Whenever we discover a new celestial body up there in the sky, we nearly always see the same thing: The surface, if we can see it, shows the signs of torment caused by endless beatings by rogue planetary or stellar fragments:


The Moon
Mars' moon Phobos
Jupiter's moon Callisto
Jupiter's moon Europa
Jupiter's moon Ganymede
Jupiter's moon Io

Some worlds have been torn apart completely: Our own moon was once a part of this planet. When a rock the size of Mars struck the Earth, a fragment was propelled a quarter million miles away where it became known as the Moon.

We’re pretty sure that a rock from space effected the end of Cretaceous period.

Jupiter, which we like to think of as the protective big brother of our solar system, acts as a giant gravitational slingshot for objects not otherwise headed for Earth, spewing rocks left and right and in and out of our solar system at enormous speeds.

Between Mars and Jupiter is the great asteroid belt which contains more than 550,000 asteroids. The number of objects we detect there increases steadily—we’re nowhere near to tracking them all:

(Be sure to watch this in 1080p fullscreen.)

Only the asteroid belt is seen in the video above—but on the outskirts of our solar system we are enveloped by the Oort cloud, a vast cloud of comets numbering a trillion or more, slowly circling our sun with varying trajectories. In this regard, the gravitational pull of the Sun and our neighboring planets is not our friend.

There is only one surefire defense against this cosmic game of pong: Traveling elsewhere. Only when we inhabit other planets, other moons, giant space vessels, and, eventually, other star systems, will our species be resistant to the constant threat of cataclysmic impacts by space debris.

We inhabit a small, fragile, white and blue water balloon which floats around a cosmic battlefield where the weapons used are stellar machine guns that use small planets as bullets—and we’re naïvely hopeful that our world won’t suddenly… pop.

If we do not decentralize our civilization—if we keep deferring the choice to go beyond the Earth to the next generation, and the next, in favor of feeding the immediate but ephemeral greed of the few—if we let this planet remain our species’ single point of failure, we will have only ourselves and our short-sightedness to blame for our eventual demise.

Since, in the long run, every planetary society will be endangered by impacts from space, every surviving civilization is obliged to become spacefaring—not because of exploratory or romantic zeal, but for the most practical reason imaginable: staying alive.
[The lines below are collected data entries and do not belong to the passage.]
PR #298, opened 2015-06-25
Introduced IShouldGenerate as a platform independent hook, to suppress code generation.

svenefftinge:


plugins/org.eclipse.xtext.ui/src/org/eclipse/xtext/ui/generator/EclipseBasedShouldGenerate.xtend
```diff
@@ -0,0 +1,51 @@
...
+
+/**
+ * @author Sven Efftinge - Initial contribution and API
+ */
+class EclipseBasedShouldGenerate implements IShouldGenerate {
+
+	@Inject IWorkspaceRoot workspaceRoot
+	@Inject IStorage2UriMapper storage2UriMapper
+
+	override shouldGenerate(Resource resource, CancelIndicator cancelIndicator) {
```
szarnekow: This will build other resources from the resource set, too since the project context is not passed from the builder to this method? I'd think IShouldGenerate should also take the current project configuration?

svenefftinge:
Jenkins test

svenefftinge:
Jenkins test

PR #319, opened 2015-06-30
UriBasedFileSystemAccess does postProcessing

svenefftinge:


plugins/org.eclipse.xtext/src/org/eclipse/xtext/generator/URIBasedFileSystemAccess.xtend
```diff
@@ -73,9 +77,10 @@ class URIBasedFileSystemAccess extends AbstractFileSystemAccess2 {
 	
 	override generateFile(String fileName, String outputCfgName, CharSequence contents) {
 		val uri = getURI(fileName, outputCfgName)
-		generateTrace(fileName, outputCfgName, contents)
 		val encoding = getEncoding(uri)
```
szarnekow: Here we need to take encoding from the language of the generated file rather than the language of the injector that instantiated the class. Right now it seems like all files will be produced with the runtime encoding.

svenefftinge: It should be the implementation of the source language not the generated one that detects the encoding. We don't have injectors for target languages.

szarnekow: Hmm I wonder how this could work, e.g. if your source lang is XML you have the XMLEncodingProvider. That one would not be able to provide encoding for other files in general (and vice versa). Also other langs shouldn't care that some file type has a fixed encoding. For example, properties files should usually be ISO-8859-1 whereas most other languages are likely to be UTF-8.
Also we do this already - JavaIoFileSystemAccess.getEncoding(URI)) will only fall back to the source languages encoding provider if the target language is not known the Xtext.

szarnekow: Giving this another though, I think your right - the generating language should control the encoding of the files that it writes. An XMLEncodingProvider won't be able to determine an encoding for a file that was not yet written to disk anyway.
Since there are a few langs with a fixed encoding (or explicit encoding in the header), I think an overloaded IFileSystemAccess2.generateFile(.., CharSequence) may be the best we could do. It should be possible to pass an explicit Charset whenever a text is written to disk. By default the encoding provider of the generating language should be used to determine the default Charset.

PR #323, opened 2015-07-01
[idea] type completion inserts import

svenefftinge:


intellij/org.eclipse.xtext.idea/src/org/eclipse/xtext/xbase/idea/completion/XbaseCompletionContributor.xtend
```diff
@@ -73,11 +87,50 @@ class XbaseCompletionContributor extends XtypeCompletionContributor {
...
+					}
 					completionResultSet.addElement(it)
 				}
 			}
 		]
 	}
+	
+	
+	@Inject RewritableImportSection.Factory factory
+	def void updateInsertHandler(JavaPsiClassReferenceElement element) {
```
szarnekow: Is this method obsolete?

PR #341, opened 2015-07-07
New version of Xtext generator

spoenemann:
Old generator fragments can be used in the new XtextGenerator by wrapping them into a FragmentAdapter. A workflow then looks like this:

```
var grammarURI = "classpath:/org/xtext/example/mydsl/MyDsl.xtext"
var projectName = "org.xtext.example.mydsl"
var runtimeProject = "../${projectName}"
var fileHeader = "/*\n * generated by Xtext \${version}\n */"
Workflow {
	component = XtextGenerator auto-inject {
		configuration = {
			project = model.WizardConfig {
				runtimeBase = runtimeProject
				eclipseEditor = true
				ideaEditor = true
				orionEditor = true
				genericIdeSupport = true
				testingSupport = true
			}
			code = auto-inject {
			}
		}
		language = auto-inject {
			uri = grammarURI

			fragment = adapter.FragmentAdapter {
				fragment = grammarAccess.GrammarAccessFragment auto-inject {}
			}

			fragment = adapter.FragmentAdapter {
				fragment = ecore.EMFGeneratorFragment auto-inject {}
			}

			...
		}
	}
}
```


szarnekow:
Nice.

Would it make sense to have a language adapter, too? With an additional addFragment for the old stuff such that the fragment adapter is instantiated internally and not repeated so often?

svenefftinge:
I think we should write dedicated adapters for those fragments that we haven't converted and have the generic one for externally defined fragments. That also allows for removing or replacing some of the old fragments (by not providing an adapted version).

szarnekow:
Sounds good to me, too.

PR #351, opened 2015-07-10
[472236] Added null-guard in XtextEditor

szarnekow:


eclipsewebmaster:
Issue tracker reference:
https://bugs.eclipse.org/bugs/show_bug.cgi?id=472236

PR #357, opened 2015-07-13
[472142] Fixed compiler problem with instanceof, casts and nullsafe member access

szarnekow:


eclipsewebmaster:
Issue tracker reference:
https://bugs.eclipse.org/bugs/show_bug.cgi?id=472142

PR #358, opened 2015-07-13
[469679] Guard against missing adapter

szarnekow:
Don’t write streams with bogus content to the stored resource. [1]
Also revert incomplete state that was read from storage. See bug 471535 [2]

[1] https://bugs.eclipse.org/bugs/show_bug.cgi?id=469679
[2] https://bugs.eclipse.org/bugs/show_bug.cgi?id=471535


eclipsewebmaster:
Issue tracker reference:
https://bugs.eclipse.org/bugs/show_bug.cgi?id=469679

PR #988, opened 2016-04-06
484043: Add .feature and .repository projects to the wizard

LorenzoBettini:
https://bugs.eclipse.org/bugs/show_bug.cgi?id=484043

This adds two checkboxes in the Xtext wizard, under "Eclipse project":

- Create SDK Feature Project
- Create p2 Repository Project (the lowercase for p2 is intentional, since, as far as I know, that's the right way of spelling it)

The creation of a p2 repository project implies the creation of the SDK feature project.

The p2 repository project contains a category.xml which includes the .sdk and the .sdk.source project.

If Maven/Tycho build is enabled the corresponding poms will be generated as well. In this case, the tycho plugins for generating sources for bundles and features are also added to the parent pom.

I also updated the CliWizardIntegrationTest with additional project structure expectations.


svenefftinge:
Jenkins test

svenefftinge:
@dhuebner could you please review?

dhuebner:
@svenefftinge I've started reviewing the changes.

@eclipse/eclipse-xtext For others here is a screen shot which shows the new UI.
I would like to have feedback about the new introduced group.
 
bildschirmfoto 2016-04-07 um 10 34 45

sailingKieler:
IMO the 2 additional entries can be combined to a single one, as most both artifacts are required. In the rare cases of requiring only one of them the superfluous one can be removed by the user.

sailingKieler:
Instead of an SDK Feature (containing sources as well) just a plain feature should be offered (an mentioned).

And once you’re out there in space for centuries, for millennia, moving little worlds around and engineering planets, your species has been pried loose from its cradle. If they exist, many other civilizations will eventually venture far from home.

— Carl Sagan

We can discover and visit untold wonders in the depths of space, but it will be but a fortunate biproduct of our efforts to stay alive. We will pay the ultimate homage to Konstantin Tsiolkovsky and Robert Goddard, or we will die.